Segment Start: DATASET EXTRACT

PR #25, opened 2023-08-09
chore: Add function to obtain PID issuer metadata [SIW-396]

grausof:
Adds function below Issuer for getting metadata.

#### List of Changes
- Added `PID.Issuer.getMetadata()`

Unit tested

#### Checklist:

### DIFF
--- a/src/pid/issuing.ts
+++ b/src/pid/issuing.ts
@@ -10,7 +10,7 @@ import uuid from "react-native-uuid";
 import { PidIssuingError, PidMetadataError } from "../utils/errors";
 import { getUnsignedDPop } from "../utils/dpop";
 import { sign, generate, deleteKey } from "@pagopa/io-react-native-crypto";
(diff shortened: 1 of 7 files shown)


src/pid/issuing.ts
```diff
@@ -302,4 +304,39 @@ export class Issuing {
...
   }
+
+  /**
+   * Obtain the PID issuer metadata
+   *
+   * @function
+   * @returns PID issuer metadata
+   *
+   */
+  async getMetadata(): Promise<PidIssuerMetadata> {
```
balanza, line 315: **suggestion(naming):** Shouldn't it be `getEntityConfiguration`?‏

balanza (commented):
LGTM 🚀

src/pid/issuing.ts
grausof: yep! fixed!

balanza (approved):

Segment End: DATASET EXTRACT

Which lines of the records above contain the word "from"? Report each one in full.

RESPONSE TO THE EXERCISE:
@@ -10,7 +10,7 @@ import uuid from "react-native-uuid";
 import { PidIssuingError, PidMetadataError } from "../utils/errors";
 import { getUnsignedDPop } from "../utils/dpop";
 import { sign, generate, deleteKey } from "@pagopa/io-react-native-crypto";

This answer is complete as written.